El camino al campeonato uruguayo de 1997 estuvo lleno de obstáculos. Y no era para menos, ya que el Decano iba en busca de su quinto título consecutivo, algo que no lograba un equipo uruguayo desde 1962. Justamente, con el primer Quinquenio de Peñarol. El 25 de octubre de 1997, se jugó un partido definitorio contra Cerro. Veintitrés años después, lo recordamos.

El decisivo clásico del 4-3 fue una prueba de fuego, una nueva demostración de rebeldía y amor propio. Aquel día, el plantel aurinegro dejó en claro las enormes diferencias que existen entre vestir la camiseta del club del pueblo y usar la de otros equipos, sin mística y sin personalidad.

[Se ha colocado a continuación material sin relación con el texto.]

PR #960, opened 2023-08-07
Added a constant-time instruction decoder to supplement the default AEX-Notify mitigation.

scottconstable:
Signed-off by: Scott Constable <scott.d.constable@intel.com>

### DIFF
--- a/sdk/trts/trts_veh.cpp
+++ b/sdk/trts/trts_veh.cpp
@@ -202,7 +202,7 @@ extern "C" void restore_xregs(uint8_t *buf);
 extern "C" void constant_time_apply_sgxstep_mitigation_and_continue_execution(sgx_exception_info_t *info,
         uintptr_t ssa_aexnotify_addr, uintptr_t stack_tickle_pages, uintptr_t code_tickle_page, uintptr_t data_tickle_address, uintptr_t c3_byte_address);
 
-// constant time select based on given condtion
+// constant time select based on given condition
 static inline uint64_t cselect64(uint64_t pred, const uint64_t expected, uint64_t old_val, uint64_t new_val)
 {
     __asm__("cmp %3, %1\n\t"
--- a/sdk/trts/trts_veh.cpp
+++ b/sdk/trts/trts_veh.cpp
@@ -55,6 +55,7 @@
 #include "emm_private.h"
 #include "sgx_mm_rt_abstraction.h"
 #include "sgx_trts_aex.h"
+#include "ctd.h"
 
 #include "se_memcpy.h"
 typedef struct _handler_node_t
@@ -199,18 +200,30 @@ extern "C" __attribute__((regparm(1))) void continue_execution(sgx_exception_inf
 extern "C" void restore_xregs(uint8_t *buf);
 
 extern "C" void constant_time_apply_sgxstep_mitigation_and_continue_execution(sgx_exception_info_t *info,
-        uintptr_t ssa_aexnotify_addr, uintptr_t stack_tickle_pages, uintptr_t code_tickle_page, uintptr_t data_tickle_page, uintptr_t c3_byte_address);
+        uintptr_t ssa_aexnotify_addr, uintptr_t stack_tickle_pages, uintptr_t code_tickle_page, uintptr_t data_tickle_address, uintptr_t c3_byte_address);
 
+// constant time select based on given condtion
+static inline uint64_t cselect64(uint64_t pred, const uint64_t expected, uint64_t old_val, uint64_t new_val)
+{
+    __asm__("cmp %3, %1\n\t"
+            "cmove %2, %0"
+            : "+rm"(new_val)
+            : "rm"(pred), "rm"(old_val), "ri"(expected));
+    return new_val;
+}
 
 // apply the constant time mitigation handler
 static void apply_constant_time_sgxstep_mitigation_and_continue_execution(sgx_exception_info_t *info)
 {
     thread_data_t *thread_data = get_thread_data();
-    uintptr_t code_tickle_page, c3_byte_address, stack_tickle_pages, data_tickle_page,
+    int ct_result;
+    uint64_t data_address;
+    uintptr_t code_tickle_page, c3_byte_address, stack_tickle_pages, data_tickle_address,
               stack_base_page = ((thread_data->stack_base_addr & ~0xFFF) == 0) ?
                   (thread_data->stack_base_addr) - 0x1000 :
                   (thread_data->stack_base_addr & ~0xFFF),
               stack_limit_page = thread_data->stack_limit_addr & ~0xFFF;
+    int data_tickle_address_is_within_enclave;
 
     // Determine which stack pages can be tickled
     if (((uintptr_t)info & ~0xFFF) == stack_base_page) {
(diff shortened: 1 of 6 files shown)


sdk/trts/linux/ctd.c
```diff
@@ -0,0 +1,1334 @@
+/**
+ * @file dis_main.c
```
lzha101, line 2: Can we cleanup the header declaration and add the license?

sdk/trts/linux/Makefile
```diff
@@ -87,6 +87,10 @@ $(LIBTRTS): $(OBJS) $(LIBSGX_MM)
 	echo $(ASM_SRCS)
 	$(CC) $(CFLAGS) $(TCFLAGS) -c $< -o $@
 
+# The CTD requires AVX2
+ctd.o: ctd.c
+	$(CC) -mavx2 -O3 -masm=intel $(filter-out -O2,$(CFLAGS)) $(TCFLAGS) -c $< -o $@
```
lzha101, line 92: Looks it introduces a dependency to enclaves that HW must support AVX2.

sdk/trts/linux/ctd.c
scottconstable: Fixed in the new force-push

sdk/trts/linux/Makefile
scottconstable: You are correct. It is also true that all Intel processors that support SGX also support AVX2.

sdk/trts/linux/ctd.c
```diff
@@ -0,0 +1,1359 @@
...
+ * LIMITED TO, PROCUREMENT OF SUBSTITUTE GOODS OR SERVICES; LOSS OF USE,
+ * DATA, OR PROFITS; OR BUSINESS INTERRUPTION) HOWEVER CAUSED AND ON ANY
+ * THEORY OF LIABILITY, WHETHER IN CONTRACT, STRICT LIABILITY, OR TORT
+ * (INCLUDING NEGLIGENCE OR OTHERWISE) ARISING IN ANY WAY OUT OF THE USE
+ * OF THIS SOFTWARE, EVEN IF ADVISED OF THE POSSIBILITY OF SUCH DAMAGE.
+ *
+ */
+
+/**
+ * File: ctd.h
```
JunjunGu1, line 33: should be ctd.c

sdk/trts/trts_veh.cpp
```diff
@@ -251,6 +259,29 @@ static void apply_constant_time_sgxstep_mitigation_and_continue_execution(sgx_ex
         }
     }
 
+    ct_result = ct_decode(&info->cpu_context, &data_address);
+
+    data_tickle_address = stack_tickle_pages & ~0x1;
+    data_tickle_address = cselect64(ct_result, 1, data_address, data_tickle_address);
+    data_tickle_address = cselect64(ct_result, 2, data_address, data_tickle_address);
+    data_tickle_address_is_within_enclave =
+		sgx_is_within_enclave((void*) data_tickle_address, sizeof(uint8_t));
```
JunjunGu1, line 268: should be sizeof(uintptr_t)?

sdk/trts/trts_veh.cpp
```diff
@@ -199,18 +200,30 @@ extern "C" __attribute__((regparm(1))) void continue_execution(sgx_exception_inf
...
-        uintptr_t ssa_aexnotify_addr, uintptr_t stack_tickle_pages, uintptr_t code_tickle_page, uintptr_t data_tickle_page, uintptr_t c3_byte_address);
+        uintptr_t ssa_aexnotify_addr, uintptr_t stack_tickle_pages, uintptr_t code_tickle_page, uintptr_t data_tickle_address, uintptr_t c3_byte_address);
 
+// constant time select based on given condtion
+static inline uint64_t cselect64(uint64_t pred, const uint64_t expected, uint64_t old_val, uint64_t new_val)
+{
+    __asm__("cmp %3, %1\n\t"
+            "cmove %2, %0"
+            : "+rm"(new_val)
+            : "rm"(pred), "rm"(old_val), "i"(expected));
```
JunjunGu1, line 211: It has an error in debug build
trts_veh.cpp: In function ‘uint64_t cselect64(uint64_t, uint64_t, uint64_t, uint64_t)’:
trts_veh.cpp:211:56: error: asm operand 3 probably doesn’t match constraints [-Werror]
  211 |             : "rm"(pred), "rm"(old_val), "i"(expected));
      |                                                        ^
trts_veh.cpp:211:56: error: impossible constraint in ‘asm’
cc1plus: all warnings being treated as errors

sdk/trts/linux/ctd.c
scottconstable: Fixed in a force-push

sdk/trts/trts_veh.cpp
scottconstable: Fixed in a force-push. The debug build was failing because this function wasn't being inlined by the compiler, and therefore `expected` must be a register.

sdk/trts/trts_veh.cpp
scottconstable: `sizeof(uint8_t)` is correct. This check is ensuring that the 1-byte read+write in `.ct_check_write` will be safe: https://github.com/intel/linux-sgx/blob/a1eeccba5a72b3b9b342569d2cc469ece106d3e9/sdk/trts/linux/trts_mitigation.S#L325.

sdk/trts/trts_veh.cpp
```diff
@@ -251,6 +259,29 @@ static void apply_constant_time_sgxstep_mitigation_and_continue_execution(sgx_ex
         }
     }
 
+    ct_result = ct_decode(&info->cpu_context, &data_address);
```
JunjunGu1, line 262: ct_decode is missing in simulation build

scottconstable: I wasn't able to replicate this issue, but I suspect that the root cause is that ctd.c was in `sdk/trts/linux`, and the Makefile in that directory configures the linking a little differently from the rest of the trts.

I updated the PR to move ctd.c up into `sdk/trts`. Please try the build again and let me know if it still fails.

JunjunGu1: when you build Sample Enclave, use make SGX_MODE=SIM, it will report ct_decode is undefined.

lzha101: It looks better if we can remove all the AEX-Notify related binaries from simulation.  Right now, we just disable it during runtime while the AEX-Notify logic is still included in the simulation library. 
@scottconstable you can temporarily update https://github.com/intel/linux-sgx/blob/master/sdk/simulation/trtssim/linux/Makefile#L61 to add the new ctd.o in the simulation library to let the simulation mode compilation pass.  We will consider to remove all the AEX-Notify logic from simulation after your PR.

scottconstable: Thanks! I took Lili's advice and simply updated the trtssim Makefile, and I no longer see the build failing on `ct_decode` with `SGX_MODE=SIM`.

JunjunGu1 (approved):

ShundaZhang (approved):

sdk/trts/trts_veh.cpp
```diff
@@ -199,18 +200,30 @@ extern "C" __attribute__((regparm(1))) void continue_execution(sgx_exception_inf
 extern "C" void restore_xregs(uint8_t *buf);
 
 extern "C" void constant_time_apply_sgxstep_mitigation_and_continue_execution(sgx_exception_info_t *info,
-        uintptr_t ssa_aexnotify_addr, uintptr_t stack_tickle_pages, uintptr_t code_tickle_page, uintptr_t data_tickle_page, uintptr_t c3_byte_address);
+        uintptr_t ssa_aexnotify_addr, uintptr_t stack_tickle_pages, uintptr_t code_tickle_page, uintptr_t data_tickle_address, uintptr_t c3_byte_address);
 
+// constant time select based on given condtion
```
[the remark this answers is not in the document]
scottconstable: @lzha101 fixed in the latest commit

lzha101 (approved):

PR #971, opened 2023-09-04
Fix memory leak in sign_tool.cpp

mspiegel:
Ownership of the parser is transferred from measure_enclave() to load_enclave(). load_enclave() passes the parser by reference to the CLoader constructor. CLoader cannot be responsible for deleting the parser. The parser must be deleted at the end of load_enclave().


lzha101 (approved):
Thanks for the PR. LGTM.

PR #1012, opened 2024-02-14
feat: make builds reproducible

haraldh:
By removing the timestamps from the bundled archives, builds can be made reproducible, which helps auditing.


lzha101:
@haraldh, Thanks for the PR. May I know what the motivation for the PR is? Do you want to reproduce the AESM service? Our current reproducible targets are for the prebuilt binaries only, such as the prebuilt libs and AEs because AEs requires to be signed by Intel and users cannot build them and replace them. While users could easily replace the untrusted components with the ones built from source by themselves.

PR #1019, opened 2024-03-03
Update __config to make clangd happy

nzpznk:
The sgx-sdk uses _LIBCPP_COMPILER_GCC macro to modify the stl. However, when using clangd, the language sever defines __clang__ macro, so that if matches __clang__ first, the _LIBCPP_COMPILER_GCC will not be defined, thus causing clangd to report error.

### DIFF
--- a/sdk/tlibcxx/include/variant
+++ b/sdk/tlibcxx/include/variant
@@ -234,7 +234,7 @@ _LIBCPP_BEGIN_NAMESPACE_STD
 // TODO: GCC 5 lies about its support for C++17 (it says it supports it but it
 //       really doesn't). That breaks variant, which uses some C++17 features.
 //       Remove this once we drop support for GCC 5.
-#if _LIBCPP_STD_VER > 14 && !(defined(_LIBCPP_COMPILER_GCC) && _GNUC_VER_NEW < 6000)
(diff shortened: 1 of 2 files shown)


sdk/tlibcxx/include/variant
```diff
@@ -234,7 +234,7 @@ _LIBCPP_BEGIN_NAMESPACE_STD
 // TODO: GCC 5 lies about its support for C++17 (it says it supports it but it
 //       really doesn't). That breaks variant, which uses some C++17 features.
 //       Remove this once we drop support for GCC 5.
-#if _LIBCPP_STD_VER > 14 && !(defined(_LIBCPP_COMPILER_GCC) && _GNUC_VER_NEW < 6000)
+#if _LIBCPP_STD_VER > 14
```
haitaohuang, line 238: you commit message seems not match the changes. Can you state the problem to solve, then describe the changes accurately?
I don't see you update variant. You also removed condition for  _LIBCPP_COMPILER_GCC. The reason for the changes is not clear to me.
also note the TODO comment. It seems we should only drop the condition if we don't support GCC5.
I'm not sure if we decided to do that. Maybe others have more ideas.

PR #1050, opened 2024-09-19
fix a header issue in sgx_enclave_common.cpp

dingelish:
sgx_enclave_common.cpp [line 164](https://github.com/intel/linux-sgx/blob/c1ceb4fe146e0feb1097dee81c7e89925443e43c/psw/enclave_common/sgx_enclave_common.cpp#L164) uses `std::upper_bound`. the corresponding header file is `algorithm`. however, it's missing in sgx_enclave_common.cpp. this patch adds it and make the package compile with the latest toolchain.

### DIFF
--- a/psw/enclave_common/sgx_enclave_common.cpp
+++ b/psw/enclave_common/sgx_enclave_common.cpp
@@ -34,6 +34,7 @@
 #include <sys/types.h>
 #include <dlfcn.h>
 #include <map>
+#include <algorithm>
 #include <functional>
 #include "sgx_enclave_common.h"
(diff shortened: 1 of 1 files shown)


jbdelcuv (approved):
Looks good to me.

bgotowal:
Hi @dingelish ! Thank you for your contribution! That was a valid concern and solution but just noticed this issue has been addressed as part of https://github.com/intel/confidential-computing.sgx/commit/6ce4f4ad0ea485cf0d1210c28414872bbefa2663 in the meantime. I will go ahead and close the PR.

Thank you!

PR #2439, opened 2021-01-21
DataFrame nested object improvements

peterdemartini:
- Fix `IPValue`s to gracefully handle multiple version of the data-mate
- Add support for `skipNullFields` when calling `toJSON` to cleanup nil values
- Adds `DataFrame.deepSelect` for selecting nested properties or fields matching a wildcard
- Fixes an issue with `wildCardToRegex` query
- Fixes object deduplication in data frames
- Better serialization options


jsnoble (approved):
LGTM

Pero no fue, de ninguna manera, el último escollo que debió superar el manya.

El 25 de octubre de 1997, el Decano debía enfrentar al Club Atléico Cerro, por la décima fecha del Torneo Clausura. La carrera al título obligaba a Peñarol a tener que ganar todos sus partidos para mantenerse con vida y pelear por el ansiado Quinquenio. Cada partido era una final, literalmente hablando.

Aquella lluviosa tarde de sábado, el mirasol abrió el marcador a los 13 minutos por intermedio de Luis Romero y estiró la ventaja a los 16 con gol de Antonio Pacheco. El partido parecía bien encaminado, pero dos goles de Cerro en la recta final del primer tiempo (35′ y 39′), igualaban las acciones y golpeaban duro en el vestuario carbonero.

El segundo tiempo fue encarado con alma y vida por parte de Peñarol, que logró ponerse en ventaja una vez más gracias a Romero a los 59 minutos. Pero a los 65′ un gol de Alvaro González puso el 3 a 3. Partidazo.

Peñarol necesitaba ganar para mantener viva la ilusión, aunque no dependía de sí mismo. De hecho, para poner en contexto estos minutos finales, vale la pena repasar la situación del torneo y aquel fin de semana tan particular. El aurinegro debía triunfar el sábado y esperar que un traspié de Defensor lo mantuviera con vida. Obligatoriamente los violetas debían ceder puntos en alguno de sus encuentros, para que Peñarol pudiera meterse en la definición del torneo. Y, aquel domingo, los del Parque Rodo jugaban contra… Nacional.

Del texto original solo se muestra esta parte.